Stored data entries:
┌──

PR #4268, opened 2025-03-26
[CALCITE-6915] Generalize terminology Linter to allow pattern based checks in commit messages

zabetak:
The main goal is to capture more invalid term usages and easier definition of new rules.

1. Use pattern based definition in term rules and allow multiple valid/golden terms
2. Use List based rule collection for faster iteration; since we iterate over all rules using Map is wasteful
3. Make existing rules case-insensitive to capture more invalid usages of DBMS terms
4. Pre-compile and instantiate patterns and rules only once


caicancai (approved):
Thanks. LGTM

mihaibudiu:
@zabetak do you want to merge this?

PR #4274, opened 2025-03-27
[CALCITE-6920] The type derived for a cast to INT ARRAY always has non-nullable elements

mihaibudiu:


caicancai (commented):
Is there a similar situation for MAP type?

caicancai (approved):
Is there a similar situation for MAP type?

mihaibudiu:
The pr fixed both. I mentioned this in the jira

PR #4276, opened 2025-03-29
[CALCITE-6926] ClickHouse Float type should not be converted to Double type

xuzifu666:
As description in JIRA: https://issues.apache.org/jira/browse/CALCITE-6926


xiedeyantu (approved):

caicancai (approved):

xuzifu666:
Thanks for your review! @caicancai , could you help set the tag to 'disscus in jira' firstly?

PR #4277, opened 2025-03-29
[CALCITE-6927] Add rule for join condition remove IS NOT DISTINCT FROM

xiedeyantu:
please see: [CALCITE-6927](https://issues.apache.org/jira/browse/CALCITE-6927)

### DIFF
--- a/core/src/main/java/org/apache/calcite/rel/rules/JoinConditionExpandIsNotDistinctFromRule.java
+++ b/core/src/main/java/org/apache/calcite/rel/rules/JoinConditionExpandIsNotDistinctFromRule.java
@@ -1,0 +1,141 @@
+/*
+ * Licensed to the Apache Software Foundation (ASF) under one or more
+ * contributor license agreements.  See the NOTICE file distributed with
+ * this work for additional information regarding copyright ownership.
+ * The ASF licenses this file to you under the Apache License, Version 2.0
+ * (the "License"); you may not use this file except in compliance with
+ * the License.  You may obtain a copy of the License at
+ *
+ * http://www.apache.org/licenses/LICENSE-2.0
+ *
+ * Unless required by applicable law or agreed to in writing, software
+ * distributed under the License is distributed on an "AS IS" BASIS,
+ * WITHOUT WARRANTIES OR CONDITIONS OF ANY KIND, either express or implied.
+ * See the License for the specific language governing permissions and
+ * limitations under the License.
+ */
+package org.apache.calcite.rel.rules;
+
+import org.apache.calcite.plan.RelOptRuleCall;
+import org.apache.calcite.plan.RelRule;
+import org.apache.calcite.rel.RelNode;
+import org.apache.calcite.rel.core.Join;
+import org.apache.calcite.rex.RexBuilder;
+import org.apache.calcite.rex.RexCall;
+import org.apache.calcite.rex.RexNode;
+import org.apache.calcite.rex.RexShuttle;
+import org.apache.calcite.rex.RexUtil;
+import org.apache.calcite.sql.fun.SqlStdOperatorTable;
+import org.apache.calcite.sql.type.SqlTypeName;
+import org.apache.calcite.tools.RelBuilder;
+
+import org.immutables.value.Value;
+
+/**
+ * Planner rule that replaces {@code IS NOT DISTINCT FROM}
+ * in a {@link Join} condition with logically equivalent operations.
+ *
+ * @see SqlStdOperatorTable#IS_NOT_DISTINCT_FROM
+ * @see RelBuilder#isNotDistinctFrom
+ */
+@Value.Enclosing
+public final class JoinConditionExpandIsNotDistinctFromRule
+    extends RelRule<JoinConditionExpandIsNotDistinctFromRule.Config>
+    implements TransformationRule {
+
+  /** Creates a JoinConditionExpandIsNotDistinctFromRule. */
+  JoinConditionExpandIsNotDistinctFromRule(Config config) {
+    super(config);
+  }
+
+  //~ Methods ----------------------------------------------------------------
+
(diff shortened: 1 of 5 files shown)


core/src/main/java/org/apache/calcite/rel/rules/JoinConditionExpandIsNotDistinctFromRule.java
```diff
@@ -0,0 +1,132 @@
...
+            join.getCluster().getRexBuilder());
+
+    RelNode newJoin = join.accept(rewriteShuttle);
+    call.transformTo(newJoin);
+  }
+
+  //~ Inner Classes ----------------------------------------------------------
+
+  /** Shuttle that removes 'x IS NOT DISTINCT FROM y' and converts it
+   * to '(COALESCE(x, '') = COALESCE(y, ''))
```
mihaibudiu, line 75: '' is not an accurate description of what's happening.

core/src/main/java/org/apache/calcite/rel/rules/JoinConditionExpandIsNotDistinctFromRule.java
```diff
@@ -0,0 +1,132 @@
...
+
+      if (call.getOperator()
+          == SqlStdOperatorTable.IS_NOT_DISTINCT_FROM) {
+        RexCall tmpCall = (RexCall) newCall;
+
+        RexNode operand0 = tmpCall.operands.get(0);
+        RexNode operand1 = tmpCall.operands.get(1);
+
+        RexNode operand0Zero =
+            rexBuilder.makeZeroLiteral(operand0.getType());
```
mihaibudiu, line 96: this only works if the type is a numeric type.
joins work on arbitrary types, including arrays and maps

mihaibudiu:
This does not look like a traditional optimization rule, since it does not really change the plan in any way, it just replaces some expressions with equivalent ones. I don't know if there is a better place for it, though.

core/src/main/java/org/apache/calcite/rel/rules/JoinConditionExpandIsNotDistinctFromRule.java
xiedeyantu: I missed this question. I will think about how to make it compatible with complex types.

xiedeyantu: Done

core/src/main/java/org/apache/calcite/rel/rules/JoinConditionExpandIsNotDistinctFromRule.java
xiedeyantu: Done

core/src/main/java/org/apache/calcite/rel/rules/JoinConditionExpandIsNotDistinctFromRule.java
```diff
@@ -0,0 +1,159 @@
...
+        RexUtil.findOperatorCall(SqlStdOperatorTable.IS_NOT_DISTINCT_FROM,
+        oldJoinCond);
+
+    if (found == null) {
+      // no longer contains isNotDistinctFromOperator
+      return;
+    }
+
+    for (RexNode op : found.getOperands()) {
+      if (op.getType().getSqlTypeName() == SqlTypeName.MAP) {
```
mihaibudiu, line 71: I actually think maps can be compared, but it's fine to skip this case too.

core/src/main/java/org/apache/calcite/rel/rules/JoinConditionExpandIsNotDistinctFromRule.java
```diff
@@ -0,0 +1,159 @@
...
+      }
+      return newCall;
+    }
+  }
+
+  private static RexNode makeZeroLiteral(RexBuilder rexBuilder, RexNode operand) {
+    if (operand.getType().getSqlTypeName() == SqlTypeName.ARRAY) {
+      ArraySqlType arrayType = (ArraySqlType) operand.getType();
+      RelDataType elementType = arrayType.getComponentType();
+      RexNode elementZero = rexBuilder.makeZeroLiteral(elementType);
```
mihaibudiu, line 141: You need to call the function recursively, because ARRAY can have ARRAY as elements.
Also, this may work for MULTISET too.

mihaibudiu: there is also the case of ROW types.
Maybe you want to enhance the makeZeroLiteral function to handle these as well?

core/src/main/java/org/apache/calcite/rel/rules/JoinConditionExpandIsNotDistinctFromRule.java
xiedeyantu: I referred to the implementation of spark, it does not support map comparison. But I agree with your, map should be comparable. I will skip the map comparison for now, and modify it later if I have more references. WDYT

core/src/main/java/org/apache/calcite/rel/rules/JoinConditionExpandIsNotDistinctFromRule.java
xiedeyantu: Great Idea! I think I can create a new ticket to complete this suggestion first.

xiedeyantu: @mihaibudiu I have used the new method `makeZeroRexNode` to replace the `makeZeroLiteral`. Could please help me to have a look again?

mihaibudiu (approved):
If there are no other comments I plan to merge this soon.

PR #4278, opened 2025-03-29
[CALCITE-6928] Sonar analysis fails

xiedeyantu:


xiedeyantu:
I haven't found a good solution yet, temporarily close this PR.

└──

[Task to carry out] Repeat all of the data shown above, exactly as it appears.

[Response to this exercise]
PR #4268, opened 2025-03-26
[CALCITE-6915] Generalize terminology Linter to allow pattern based checks in commit messages

zabetak:
The main goal is to capture more invalid term usages and easier definition of new rules.

1. Use pattern based definition in term rules and allow multiple valid/golden terms
2. Use List based rule collection for faster iteration; since we iterate over all rules using Map is wasteful
3. Make existing rules case-insensitive to capture more invalid usages of DBMS terms
4. Pre-compile and instantiate patterns and rules only once


caicancai (approved):
Thanks. LGTM

mihaibudiu:
@zabetak do you want to merge this?

PR #4274, opened 2025-03-27
[CALCITE-6920] The type derived for a cast to INT ARRAY always has non-nullable elements

mihaibudiu:


caicancai (commented):
Is there a similar situation for MAP type?

caicancai (approved):
Is there a similar situation for MAP type?

mihaibudiu:
The pr fixed both. I mentioned this in the jira

PR #4276, opened 2025-03-29
[CALCITE-6926] ClickHouse Float type should not be converted to Double type

xuzifu666:
As description in JIRA: https://issues.apache.org/jira/browse/CALCITE-6926


xiedeyantu (approved):

caicancai (approved):

xuzifu666:
Thanks for your review! @caicancai , could you help set the tag to 'disscus in jira' firstly?

PR #4277, opened 2025-03-29
[CALCITE-6927] Add rule for join condition remove IS NOT DISTINCT FROM

xiedeyantu:
please see: [CALCITE-6927](https://issues.apache.org/jira/browse/CALCITE-6927)

### DIFF
--- a/core/src/main/java/org/apache/calcite/rel/rules/JoinConditionExpandIsNotDistinctFromRule.java
+++ b/core/src/main/java/org/apache/calcite/rel/rules/JoinConditionExpandIsNotDistinctFromRule.java
@@ -1,0 +1,141 @@
+/*
+ * Licensed to the Apache Software Foundation (ASF) under one or more
+ * contributor license agreements.  See the NOTICE file distributed with
+ * this work for additional information regarding copyright ownership.
+ * The ASF licenses this file to you under the Apache License, Version 2.0
+ * (the "License"); you may not use this file except in compliance with
+ * the License.  You may obtain a copy of the License at
+ *
+ * http://www.apache.org/licenses/LICENSE-2.0
+ *
+ * Unless required by applicable law or agreed to in writing, software
+ * distributed under the License is distributed on an "AS IS" BASIS,
+ * WITHOUT WARRANTIES OR CONDITIONS OF ANY KIND, either express or implied.
+ * See the License for the specific language governing permissions and
+ * limitations under the License.
+ */
+package org.apache.calcite.rel.rules;
+
+import org.apache.calcite.plan.RelOptRuleCall;
+import org.apache.calcite.plan.RelRule;
+import org.apache.calcite.rel.RelNode;
+import org.apache.calcite.rel.core.Join;
+import org.apache.calcite.rex.RexBuilder;
+import org.apache.calcite.rex.RexCall;
+import org.apache.calcite.rex.RexNode;
+import org.apache.calcite.rex.RexShuttle;
+import org.apache.calcite.rex.RexUtil;
+import org.apache.calcite.sql.fun.SqlStdOperatorTable;
+import org.apache.calcite.sql.type.SqlTypeName;
+import org.apache.calcite.tools.RelBuilder;
+
+import org.immutables.value.Value;
+
+/**
+ * Planner rule that replaces {@code IS NOT DISTINCT FROM}
+ * in a {@link Join} condition with logically equivalent operations.
+ *
+ * @see SqlStdOperatorTable#IS_NOT_DISTINCT_FROM
+ * @see RelBuilder#isNotDistinctFrom
+ */
+@Value.Enclosing
+public final class JoinConditionExpandIsNotDistinctFromRule
+    extends RelRule<JoinConditionExpandIsNotDistinctFromRule.Config>
+    implements TransformationRule {
+
+  /** Creates a JoinConditionExpandIsNotDistinctFromRule. */
+  JoinConditionExpandIsNotDistinctFromRule(Config config) {
+    super(config);
+  }
+
+  //~ Methods ----------------------------------------------------------------
+
(diff shortened: 1 of 5 files shown)


core/src/main/java/org/apache/calcite/rel/rules/JoinConditionExpandIsNotDistinctFromRule.java
```diff
@@ -0,0 +1,132 @@
...
+            join.getCluster().getRexBuilder());
+
+    RelNode newJoin = join.accept(rewriteShuttle);
+    call.transformTo(newJoin);
+  }
+
+  //~ Inner Classes ----------------------------------------------------------
+
+  /** Shuttle that removes 'x IS NOT DISTINCT FROM y' and converts it
+   * to '(COALESCE(x, '') = COALESCE(y, ''))
```
mihaibudiu, line 75: '' is not an accurate description of what's happening.

core/src/main/java/org/apache/calcite/rel/rules/JoinConditionExpandIsNotDistinctFromRule.java
```diff
@@ -0,0 +1,132 @@
...
+
+      if (call.getOperator()
+          == SqlStdOperatorTable.IS_NOT_DISTINCT_FROM) {
+        RexCall tmpCall = (RexCall) newCall;
+
+        RexNode operand0 = tmpCall.operands.get(0);
+        RexNode operand1 = tmpCall.operands.get(1);
+
+        RexNode operand0Zero =
+            rexBuilder.makeZeroLiteral(operand0.getType());
```
mihaibudiu, line 96: this only works if the type is a numeric type.
joins work on arbitrary types, including arrays and maps

mihaibudiu:
This does not look like a traditional optimization rule, since it does not really change the plan in any way, it just replaces some expressions with equivalent ones. I don't know if there is a better place for it, though.

core/src/main/java/org/apache/calcite/rel/rules/JoinConditionExpandIsNotDistinctFromRule.java
xiedeyantu: I missed this question. I will think about how to make it compatible with complex types.

xiedeyantu: Done

core/src/main/java/org/apache/calcite/rel/rules/JoinConditionExpandIsNotDistinctFromRule.java
xiedeyantu: Done

core/src/main/java/org/apache/calcite/rel/rules/JoinConditionExpandIsNotDistinctFromRule.java
```diff
@@ -0,0 +1,159 @@
...
+        RexUtil.findOperatorCall(SqlStdOperatorTable.IS_NOT_DISTINCT_FROM,
+        oldJoinCond);
+
+    if (found == null) {
+      // no longer contains isNotDistinctFromOperator
+      return;
+    }
+
+    for (RexNode op : found.getOperands()) {
+      if (op.getType().getSqlTypeName() == SqlTypeName.MAP) {
```
mihaibudiu, line 71: I actually think maps can be compared, but it's fine to skip this case too.

core/src/main/java/org/apache/calcite/rel/rules/JoinConditionExpandIsNotDistinctFromRule.java
```diff
@@ -0,0 +1,159 @@
...
+      }
+      return newCall;
+    }
+  }
+
+  private static RexNode makeZeroLiteral(RexBuilder rexBuilder, RexNode operand) {
+    if (operand.getType().getSqlTypeName() == SqlTypeName.ARRAY) {
+      ArraySqlType arrayType = (ArraySqlType) operand.getType();
+      RelDataType elementType = arrayType.getComponentType();
+      RexNode elementZero = rexBuilder.makeZeroLiteral(elementType);
```
mihaibudiu, line 141: You need to call the function recursively, because ARRAY can have ARRAY as elements.
Also, this may work for MULTISET too.

mihaibudiu: there is also the case of ROW types.
Maybe you want to enhance the makeZeroLiteral function to handle these as well?

core/src/main/java/org/apache/calcite/rel/rules/JoinConditionExpandIsNotDistinctFromRule.java
xiedeyantu: I referred to the implementation of spark, it does not support map comparison. But I agree with your, map should be comparable. I will skip the map comparison for now, and modify it later if I have more references. WDYT

core/src/main/java/org/apache/calcite/rel/rules/JoinConditionExpandIsNotDistinctFromRule.java
xiedeyantu: Great Idea! I think I can create a new ticket to complete this suggestion first.

xiedeyantu: @mihaibudiu I have used the new method `makeZeroRexNode` to replace the `makeZeroLiteral`. Could please help me to have a look again?

mihaibudiu (approved):
If there are no other comments I plan to merge this soon.

PR #4278, opened 2025-03-29
[CALCITE-6928] Sonar analysis fails

xiedeyantu:


xiedeyantu:
I haven't found a good solution yet, temporarily close this PR.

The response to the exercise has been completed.